[Input records]
PR #120, opened 2026-05-13
fix(entities): block meta-word extraction noise in mention annotations

ether-btc:
## Summary

**Problem**: 179 episodic memories produced 7,591 'mentions' annotations (42x amplification). Top extracted "entities" were noise: ASSISTANT(394), USER(375), SKILL(104), Review(104), TARGET(93), CLASS(91), LEVEL(86), SIGNALS(86).

**Root causes**:
1. Stopword list had only standard English stopwords, no meta/system words from LLM-generated summaries
2. Stopword filter was case-sensitive (caught 'user' but not 'USER')
3. Multi-word entities like 'The USER', 'Be ACTIVE' passed because only single-word stopwords were checked

**Fix** ():
1. Expanded  with 25+ meta/system words: ASSISTANT, USER, SKILL, CLASS, LEVEL, SIGNALS, PHASE, API, PI, SUMMARY, ACTIVE, BE, NOT, WHETHER, AI, MEMORY, MNEMOSYNE, CONVERSATION, FACT, SIGNAL, HERMES, AGENT, MODEL, SYSTEM, NOTE, TASK, PROJECT, RESULT, OUTPUT, INPUT, DATA, STEP, PROCESS, POINT, WAY, THING, TIME, WORK
2. Made stopword filter case-insensitive ( on entity)
3. Added any-word-stopword filter: if ANY word in a multi-word entity is a stopword, drop the entity

**Verification**:
- Real entities still extract: Alice, Bob, New York, @abdias, #Python, Hercules
- Noise eliminated: The USER, Be ACTIVE, ASSISTANT, signals, LEVEL, target

## Files changed

- : expanded stopwords, case-insensitive filter, any-word filter

## Testing

Run: `python3 -c "from mnemosyne.core.entities import extract_entities_regex; ..."`


AxDSan (commented):
Good fix overall, the core change is solid. A few things to flag before merging:

**Core logic (entities.py) looks good** -- case-insensitive filtering and any-word-stopword dropping solves the right problems. 49 tests pass.

**Concerns:**

1. **CONTINUE_HERE.md shouldn't be in the repo.** This is a 51-line session continuation doc. Commit messages and PR description are the right place for this -- it adds noise to the project root.

2. **Duplicate stopwords in entities.py.** "assistant", "memory", "be", "no", and "all" appear in both the standard set and the meta set. Set dedup hides this but it suggests the two lists were merged without cleanup.

3. **scripts/cleanup_noisy_mentions.py has a different hardcoded stopword list.** Smaller list, uppercase values. Maintenance hazard -- anyone adding stopwords to entities.py wont know to update the script. Consider importing from entities.py.

4. **Same noise filter logic duplicated in two places** (entities.py write-time + annotations.py retrieval-time) with different stopword sets. A shared constant would prevent drift.

5. **Scope budget:** The actual fix is ~30 lines. The PR adds 235 including a cleanup script (115 lines) and continuation doc (51 lines). Cleanup script is useful but could be a follow-up.

**Nit:** Test changes change existing semantic expectations significantly ("The Quick Brown Fox" used to be kept, now dropped). Worth noting for consumers.

ether-btc:
Thanks for the thorough review, AxDSan. All 6 concerns have been addressed in commit 8370526, pushed to the branch.

**1. CONTINUE_HERE.md removed** ✅
Deleted from repo. Session continuation docs belong in the commit trail and PR description, not the project root.

**2. Stopwords deduplicated** ✅
Split the single flat set into `_STANDARD_STOP_WORDS` and `_META_STOP_WORDS`, then unioned into `ENTITY_EXTRACTION_STOP_WORDS`. Removed the cross-set duplicates (`assistant`, `memory`, `be` were in both) and the within-set duplicate (`assistant` was listed twice). Each named group is independently auditable now with no duplicates.

**3. Cleanup script imports from entities.py** ✅
`scripts/cleanup_noisy_mentions.py` now does:
```python
sys.path.insert(0, ...)
from mnemosyne.core.entities import ENTITY_EXTRACTION_STOP_WORDS
```
No more hardcoded parallel list — the old `NOISE_WORDS` set had a smaller list with mixed casing, a maintenance hazard that could drift. The script now uses the same `_is_noisy()` function logic (case-insensitive, any-word match) as the write-time and retrieval-time filters. Anyone adding a stopword to `entities.py` doesn't need to touch the script.

**4. Annotations filter imports from entities.py** ✅
`_ENTITY_STOP_WORDS` in `annotations.py` is now `frozenset(ENTITY_EXTRACTION_STOP_WORDS_SOURCE)` — a derived reference from the canonical set in `entities.py`, not a separate declaration. Verified: both hold exactly 117 stopwords and are identical. No more filter logic duplication between write-time and retrieval-time paths — both reference the same constant, so drift is impossible.

**5. Semantic change documented in tests** ✅
The `test_stop_words_filtered` test clearly asserts that "The Quick Brown Fox" produces `["Quick", "Brown", "Fox"]` — the multi-word phrase is dropped because "The" contaminates it, but the three single-word capitalized entities survive. The test comments explain why.

**6. Cleanup script kept** ✅
Agreed it's useful for production DB recovery. Now that it shares the canonical import, it's no longer a maintenance burden — just a consumer of the single source of truth.

AxDSan (commented):
CI is failing on Python 3.9 with 2 test failures, both pre-existing tests the PR didn't touch.

**Failure 1:** `test_extract_and_store_entities`
`'Mnemosyne' not found in ['Abdias', 'New York']`

"Mnemosyne" is in the stopword list. The any-word-stopword filter drops it. The project name is not noise.

**Failure 2:** `test_find_memories_by_entity`
`0 != 2` -- expected 2, got 0

Cascading from failure 1. Entities that should be extracted are filtered out, entity recall returns nothing.

**The issue:** The stopword list is too aggressive. It mixes "words that appear frequently in LLM output" with "words that are never valid entities." "mnemosyne", "memory", "agent", "model", "system", "note", "task", "project", "result", "output", "input", "data", "step", "process", "point", "way", "thing", "time", "work" -- these are not noise in context. They're project names and technical terms that come up in real conversations about AI.

You already have the retrieval-time filter in annotations.py as defense-in-depth. The write-time stopword list can be less aggressive.

Trim the stopword list to things that are genuinely NEVER entities (assistant, user, skill, review, target, class, level, signals, phase, pi, summary, added, replying, false, true, none, null, signal). Drop the project keywords and generic words. The case-insensitive fix and the any-word-stopword logic are both worth keeping, they just need a smaller list.

AxDSan (changes requested):
## Code Review: PR #120 — Entity Extraction Noise Fix

@ether-btc good approach — the any-word-stopword filter and retrieval-time defense-in-depth are both solid ideas. But the stopword list is too aggressive and **CI is failing**.

### What is working

- Case-insensitive stopword matching (catches `USER` now, not just `user`) ✅
- Any-word-stopword filter correctly blocks `"The USER"`, `"Active Signal"` ✅
- Retrieval-time filter in `annotations.py` (non-destructive, no DB deletes) ✅
- Cleanup script with `--dry-run` ✅
- Comment #1 (AxDSan, 6 concerns) fully addressed in commit `8370526` ✅

### What is broken

**CI fails** — two integration tests in `tests/test_entity_integration.py`:

```
test_extract_and_store_entities: 'Mnemosyne' not found in ['Abdias', 'New York']
test_find_memories_by_entity: 0 != 2
```

**Root cause:** The `_META_STOP_WORDS` set includes words that are valid entities in AI/technical conversations. Specifically, these should be **removed** from the stopword list:

> `mnemosyne`, `memory`, `agent`, `model`, `system`, `note`, `task`, `project`, `result`, `output`, `input`, `data`, `step`, `process`, `point`, `way`, `thing`, `time`, `work`

These are project keywords and generic terms that can legitimately appear as entities in context. The genuinely never-valid noise words to keep are about 19: `assistant`, `user`, `skill`, `review`, `target`, `class`, `level`, `signals`, `phase`, `api`, `pi`, `summary`, `added`, `replying`, `false`, `true`, `none`, `null`, `signal`.

### What needs to happen

1. **Trim `_META_STOP_WORDS`** — keep only the 19 genuinely never-valid noise words. Remove the 18 project-keyword/generic entries.
2. **Update `tests/test_entity_integration.py`** — the two failing tests need assertions aligned with the new behavior (or should pass unchanged if the stopword list is properly trimmed).

### Recommendation

**❌ Request changes.** The architecture is good, the implementation is clean, but the stopword list needs to be less aggressive. Once the list is trimmed and CI passes, this is ready to merge.

ether-btc:
Trimmed META_STOP_WORDS from 46 -> 23 words per your recommendation. Removed: ai, memory, mnemosyne, conversation, fact, hermes, agent, model, system, note, task, project, result, output, input, data, step, process, point, way, thing, time, work. All 32 entity tests + all 8 integration tests pass (40/40). Sets remain synchronized between entities.py and annotations.py (94 stopwords, identical).

ether-btc:
@AxDSan — all three rounds of review feedback addressed:

- **Review 1 (6 concerns):** Fixed in `8370526` — removed CONTINUE_HERE.md, split stopwords into `_STANDARD_STOP_WORDS` + `_META_STOP_WORDS`, cleanup script now imports from `entities.py`, both files reference shared constant.
- **Reviews 2 & 3 (CI failures):** Fixed in `e9c1c9b` — trimmed `_META_STOP_WORDS` from 46→23, removed all project-keyword/generic terms incorrectly flagged as noise (`mnemosyne`, `memory`, `agent`, `model`, `system`, `data`, `input`, `output`, `result`, etc.). Kept only genuinely never-valid noise.

**Final state:**
- `_META_STOP_WORDS`: 46 → 23 words
- `ENTITY_EXTRACTION_STOP_WORDS`: 94 total (71 standard + 23 meta)
- CI: ✅ 5/5 checks passing (Python 3.9, 3.10, 3.11, 3.12 + build)
- Tests: ✅ 40/40 passing

Branch is ready for re-review. Let me know if anything else needs adjustment.

steezkelly:
I re-checked the current head because the review state still shows `CHANGES_REQUESTED` even though the latest CI is green.

Local focused verification on the current PR branch:

```bash
/home/steve/.hermes/hermes-agent/venv/bin/python -m pytest tests/test_entities.py tests/test_entity_integration.py -q
# 40 passed
```

The specific earlier regression called out in review appears fixed: `Mnemosyne` is no longer in the meta-stopword set, and the integration tests that expect it as an entity now pass. `CONTINUE_HERE.md` is also gone from the final diff. Final changed files are scoped to:

- `mnemosyne/core/entities.py`
- `mnemosyne/core/annotations.py`
- `scripts/cleanup_noisy_mentions.py`
- `tests/test_entities.py`

One small follow-up thought, non-blocking for this PR: the current any-word stopword behavior intentionally splits/drops quoted entities containing standard stop words (e.g. `"Bank of America"` becomes `Bank` / `America` rather than the full phrase). That looks pre-existing/adjacent to the extraction heuristic rather than part of the review blocker, but it may be worth a future entity-extraction refinement if phrase fidelity matters.

AxDSan (approved):
Alright, the stopword list is trimmed down to the genuinely never-valid noise words. Mnemosyne, memory, agent, model — all the project terms that were getting blocked — are back in play. CI is green across the board.

The any-word-stopword filter and retrieval-time defense-in-depth in annotations.py are both solid. Cleanup script properly imports from the canonical source now.

Integration tests pass without modification because the stopword list no longer eats project keywords. That's the right outcome.

Previous concerns all addressed. APPROVE. Thanks for sticking with the back-and-forth on this ether-btc 🤝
[/Input records]
| Work instructions |
Once you find the line with "fails** — two" above, print it and every line after it up to and including the line with "set includes words", exactly as written and nothing else.

| Solution below |
**CI fails** — two integration tests in `tests/test_entity_integration.py`:

```
test_extract_and_store_entities: 'Mnemosyne' not found in ['Abdias', 'New York']
test_find_memories_by_entity: 0 != 2
```

**Root cause:** The `_META_STOP_WORDS` set includes words that are valid entities in AI/technical conversations. Specifically, these should be **removed** from the stopword list:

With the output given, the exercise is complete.